- _WHAT YOU WILL DO_
Pick out every line of the entries below where "Splitter" occurs, and copy those lines.

- _Stored data entries_
————
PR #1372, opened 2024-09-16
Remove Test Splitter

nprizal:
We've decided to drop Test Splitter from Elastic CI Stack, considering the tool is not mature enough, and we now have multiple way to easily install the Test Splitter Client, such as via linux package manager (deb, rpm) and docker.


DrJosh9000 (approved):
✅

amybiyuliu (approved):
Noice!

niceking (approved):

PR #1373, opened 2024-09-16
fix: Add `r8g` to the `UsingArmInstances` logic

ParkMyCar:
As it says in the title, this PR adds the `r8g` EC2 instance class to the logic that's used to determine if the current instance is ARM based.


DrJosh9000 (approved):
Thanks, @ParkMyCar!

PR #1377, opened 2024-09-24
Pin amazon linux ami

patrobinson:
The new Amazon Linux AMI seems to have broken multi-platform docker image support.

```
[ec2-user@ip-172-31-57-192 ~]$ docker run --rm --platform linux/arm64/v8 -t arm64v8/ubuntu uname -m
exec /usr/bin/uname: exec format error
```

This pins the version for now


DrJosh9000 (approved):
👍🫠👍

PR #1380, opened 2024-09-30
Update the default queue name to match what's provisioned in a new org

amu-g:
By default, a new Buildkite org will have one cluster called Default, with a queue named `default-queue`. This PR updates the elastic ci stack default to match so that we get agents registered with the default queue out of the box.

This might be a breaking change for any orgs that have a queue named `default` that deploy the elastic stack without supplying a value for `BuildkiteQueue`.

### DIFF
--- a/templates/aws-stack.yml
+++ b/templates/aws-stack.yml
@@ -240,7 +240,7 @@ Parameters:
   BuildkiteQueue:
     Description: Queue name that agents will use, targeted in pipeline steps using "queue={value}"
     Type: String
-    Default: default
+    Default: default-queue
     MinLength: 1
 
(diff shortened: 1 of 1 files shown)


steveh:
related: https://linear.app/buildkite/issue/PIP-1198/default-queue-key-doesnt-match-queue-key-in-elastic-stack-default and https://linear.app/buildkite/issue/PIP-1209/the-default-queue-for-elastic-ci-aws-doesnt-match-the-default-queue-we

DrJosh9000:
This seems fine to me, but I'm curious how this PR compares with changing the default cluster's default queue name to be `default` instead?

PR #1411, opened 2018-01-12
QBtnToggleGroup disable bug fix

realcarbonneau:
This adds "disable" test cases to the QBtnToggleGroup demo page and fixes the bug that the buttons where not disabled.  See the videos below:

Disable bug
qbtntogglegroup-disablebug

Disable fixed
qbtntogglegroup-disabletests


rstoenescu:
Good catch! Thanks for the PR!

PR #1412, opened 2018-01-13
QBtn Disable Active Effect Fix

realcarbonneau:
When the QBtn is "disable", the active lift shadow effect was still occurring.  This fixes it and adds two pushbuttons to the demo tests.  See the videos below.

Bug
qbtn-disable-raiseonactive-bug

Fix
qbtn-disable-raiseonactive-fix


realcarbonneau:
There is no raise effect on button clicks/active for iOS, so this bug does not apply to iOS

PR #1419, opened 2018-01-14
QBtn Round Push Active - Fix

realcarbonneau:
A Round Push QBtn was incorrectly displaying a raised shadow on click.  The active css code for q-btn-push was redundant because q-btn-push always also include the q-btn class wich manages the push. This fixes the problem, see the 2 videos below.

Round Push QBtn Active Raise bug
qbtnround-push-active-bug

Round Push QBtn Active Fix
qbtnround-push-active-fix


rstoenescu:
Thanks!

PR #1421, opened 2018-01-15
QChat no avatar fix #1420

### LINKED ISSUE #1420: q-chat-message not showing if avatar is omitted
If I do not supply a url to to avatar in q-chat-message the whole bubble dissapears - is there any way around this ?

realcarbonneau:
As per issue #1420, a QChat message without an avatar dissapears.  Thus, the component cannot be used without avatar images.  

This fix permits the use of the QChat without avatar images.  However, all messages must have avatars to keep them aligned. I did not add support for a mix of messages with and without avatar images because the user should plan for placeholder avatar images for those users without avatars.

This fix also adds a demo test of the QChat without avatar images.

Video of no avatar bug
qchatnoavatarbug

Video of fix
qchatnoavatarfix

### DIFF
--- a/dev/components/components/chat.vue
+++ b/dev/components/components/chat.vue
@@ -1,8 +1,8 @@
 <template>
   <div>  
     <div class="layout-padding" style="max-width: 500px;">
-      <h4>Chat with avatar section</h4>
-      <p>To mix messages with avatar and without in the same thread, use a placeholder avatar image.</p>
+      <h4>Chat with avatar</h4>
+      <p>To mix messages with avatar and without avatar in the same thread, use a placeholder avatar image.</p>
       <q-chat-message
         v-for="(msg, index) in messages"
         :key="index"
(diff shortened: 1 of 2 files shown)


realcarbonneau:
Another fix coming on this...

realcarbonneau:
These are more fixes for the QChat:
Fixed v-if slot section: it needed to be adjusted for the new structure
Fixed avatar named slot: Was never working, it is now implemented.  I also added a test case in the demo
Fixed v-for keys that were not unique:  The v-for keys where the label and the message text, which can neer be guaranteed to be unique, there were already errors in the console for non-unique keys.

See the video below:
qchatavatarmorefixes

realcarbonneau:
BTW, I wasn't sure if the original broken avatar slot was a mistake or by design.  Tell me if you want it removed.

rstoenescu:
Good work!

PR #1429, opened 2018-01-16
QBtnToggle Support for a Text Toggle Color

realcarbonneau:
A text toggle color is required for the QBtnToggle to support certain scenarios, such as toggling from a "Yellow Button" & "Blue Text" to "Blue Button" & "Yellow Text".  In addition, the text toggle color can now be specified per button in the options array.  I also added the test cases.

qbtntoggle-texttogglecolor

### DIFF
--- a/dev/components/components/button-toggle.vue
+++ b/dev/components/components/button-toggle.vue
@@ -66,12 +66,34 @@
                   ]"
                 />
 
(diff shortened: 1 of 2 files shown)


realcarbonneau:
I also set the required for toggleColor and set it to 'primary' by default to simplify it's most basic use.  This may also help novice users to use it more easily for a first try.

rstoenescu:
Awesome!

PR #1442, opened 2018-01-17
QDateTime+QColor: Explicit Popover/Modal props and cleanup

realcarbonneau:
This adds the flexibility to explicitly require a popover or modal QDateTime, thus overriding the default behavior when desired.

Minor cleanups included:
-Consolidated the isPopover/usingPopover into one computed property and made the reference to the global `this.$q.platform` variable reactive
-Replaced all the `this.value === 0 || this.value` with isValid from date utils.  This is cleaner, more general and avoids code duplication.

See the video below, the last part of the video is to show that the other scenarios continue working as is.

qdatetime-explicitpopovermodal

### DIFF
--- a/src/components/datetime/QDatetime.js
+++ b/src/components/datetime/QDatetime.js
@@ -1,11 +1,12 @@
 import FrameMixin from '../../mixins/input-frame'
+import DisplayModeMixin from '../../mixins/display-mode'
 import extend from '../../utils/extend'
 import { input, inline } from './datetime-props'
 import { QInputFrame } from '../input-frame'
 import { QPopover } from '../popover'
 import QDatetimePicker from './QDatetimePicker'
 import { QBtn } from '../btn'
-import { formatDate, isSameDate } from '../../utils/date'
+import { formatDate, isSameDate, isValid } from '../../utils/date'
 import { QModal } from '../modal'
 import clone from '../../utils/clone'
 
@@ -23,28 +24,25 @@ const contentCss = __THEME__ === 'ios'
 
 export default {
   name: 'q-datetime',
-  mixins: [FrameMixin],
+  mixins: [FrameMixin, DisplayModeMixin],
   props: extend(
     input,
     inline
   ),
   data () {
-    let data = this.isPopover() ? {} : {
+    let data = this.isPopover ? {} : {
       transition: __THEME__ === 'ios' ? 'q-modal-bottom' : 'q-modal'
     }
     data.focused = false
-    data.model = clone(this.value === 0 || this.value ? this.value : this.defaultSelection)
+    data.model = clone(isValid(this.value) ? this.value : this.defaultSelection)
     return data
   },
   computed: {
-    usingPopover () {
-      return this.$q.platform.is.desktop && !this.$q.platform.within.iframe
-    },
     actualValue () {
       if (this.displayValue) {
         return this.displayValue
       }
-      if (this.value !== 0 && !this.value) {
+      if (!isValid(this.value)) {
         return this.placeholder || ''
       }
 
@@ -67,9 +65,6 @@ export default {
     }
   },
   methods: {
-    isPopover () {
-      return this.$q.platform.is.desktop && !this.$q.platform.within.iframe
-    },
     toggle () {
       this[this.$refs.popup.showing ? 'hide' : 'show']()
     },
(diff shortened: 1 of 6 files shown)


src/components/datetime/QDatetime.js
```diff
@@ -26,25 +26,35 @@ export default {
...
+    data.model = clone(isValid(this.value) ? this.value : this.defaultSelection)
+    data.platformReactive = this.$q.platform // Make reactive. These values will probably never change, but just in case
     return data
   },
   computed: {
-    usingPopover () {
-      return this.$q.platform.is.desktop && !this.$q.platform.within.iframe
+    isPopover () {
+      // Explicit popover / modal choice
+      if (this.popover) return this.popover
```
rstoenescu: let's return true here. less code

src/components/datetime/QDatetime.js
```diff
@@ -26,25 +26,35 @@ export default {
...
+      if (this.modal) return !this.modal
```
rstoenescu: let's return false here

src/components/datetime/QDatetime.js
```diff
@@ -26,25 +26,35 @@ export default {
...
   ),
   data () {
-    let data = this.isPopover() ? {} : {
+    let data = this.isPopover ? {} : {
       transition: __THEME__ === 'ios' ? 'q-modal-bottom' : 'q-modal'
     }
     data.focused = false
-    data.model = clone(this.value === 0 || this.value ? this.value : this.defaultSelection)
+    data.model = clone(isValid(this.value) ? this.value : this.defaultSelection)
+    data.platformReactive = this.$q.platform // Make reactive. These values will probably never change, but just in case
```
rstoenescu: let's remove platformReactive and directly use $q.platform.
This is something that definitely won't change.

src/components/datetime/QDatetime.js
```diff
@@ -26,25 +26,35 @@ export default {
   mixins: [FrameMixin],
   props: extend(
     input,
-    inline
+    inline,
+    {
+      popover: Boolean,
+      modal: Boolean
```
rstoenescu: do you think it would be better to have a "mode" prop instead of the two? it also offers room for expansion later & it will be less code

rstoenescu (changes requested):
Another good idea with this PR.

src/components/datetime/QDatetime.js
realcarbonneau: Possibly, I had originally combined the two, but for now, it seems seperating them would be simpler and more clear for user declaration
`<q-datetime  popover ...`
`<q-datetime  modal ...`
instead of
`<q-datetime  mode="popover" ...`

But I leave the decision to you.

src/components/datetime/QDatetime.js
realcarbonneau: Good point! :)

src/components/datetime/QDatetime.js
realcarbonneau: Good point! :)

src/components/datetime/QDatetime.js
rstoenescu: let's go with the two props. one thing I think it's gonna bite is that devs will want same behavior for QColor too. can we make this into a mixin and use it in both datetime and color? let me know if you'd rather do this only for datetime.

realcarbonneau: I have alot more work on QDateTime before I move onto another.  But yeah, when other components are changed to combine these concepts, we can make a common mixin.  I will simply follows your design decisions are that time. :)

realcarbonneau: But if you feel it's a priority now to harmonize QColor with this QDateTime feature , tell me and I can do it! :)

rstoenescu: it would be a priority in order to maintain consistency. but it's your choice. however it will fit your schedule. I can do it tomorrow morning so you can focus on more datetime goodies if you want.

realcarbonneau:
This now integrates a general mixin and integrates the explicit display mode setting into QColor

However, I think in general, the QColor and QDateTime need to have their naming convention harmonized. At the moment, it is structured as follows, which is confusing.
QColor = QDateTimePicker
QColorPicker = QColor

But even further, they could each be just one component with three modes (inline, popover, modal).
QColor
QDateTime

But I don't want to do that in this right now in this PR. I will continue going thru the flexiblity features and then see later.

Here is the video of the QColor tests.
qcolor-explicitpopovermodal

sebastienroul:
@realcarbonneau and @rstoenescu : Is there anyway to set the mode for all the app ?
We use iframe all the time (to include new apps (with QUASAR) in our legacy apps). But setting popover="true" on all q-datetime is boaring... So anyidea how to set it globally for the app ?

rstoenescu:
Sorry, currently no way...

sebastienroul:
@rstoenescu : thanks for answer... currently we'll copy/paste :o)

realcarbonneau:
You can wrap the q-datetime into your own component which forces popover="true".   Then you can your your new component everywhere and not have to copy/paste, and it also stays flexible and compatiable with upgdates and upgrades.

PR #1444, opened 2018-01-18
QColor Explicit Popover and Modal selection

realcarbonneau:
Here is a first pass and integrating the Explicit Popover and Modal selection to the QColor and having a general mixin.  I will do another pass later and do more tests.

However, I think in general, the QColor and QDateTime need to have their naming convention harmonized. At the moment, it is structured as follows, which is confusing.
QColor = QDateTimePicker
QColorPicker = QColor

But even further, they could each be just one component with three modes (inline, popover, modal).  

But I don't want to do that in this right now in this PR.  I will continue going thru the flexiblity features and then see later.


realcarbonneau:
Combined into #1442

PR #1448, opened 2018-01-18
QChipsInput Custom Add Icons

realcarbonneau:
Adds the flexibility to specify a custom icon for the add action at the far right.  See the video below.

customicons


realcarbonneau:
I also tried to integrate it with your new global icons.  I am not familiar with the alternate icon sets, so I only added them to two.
————
- _THE COMPLETED TASK_
Remove Test Splitter
We've decided to drop Test Splitter from Elastic CI Stack, considering the tool is not mature enough, and we now have multiple way to easily install the Test Splitter Client, such as via linux package manager (deb, rpm) and docker.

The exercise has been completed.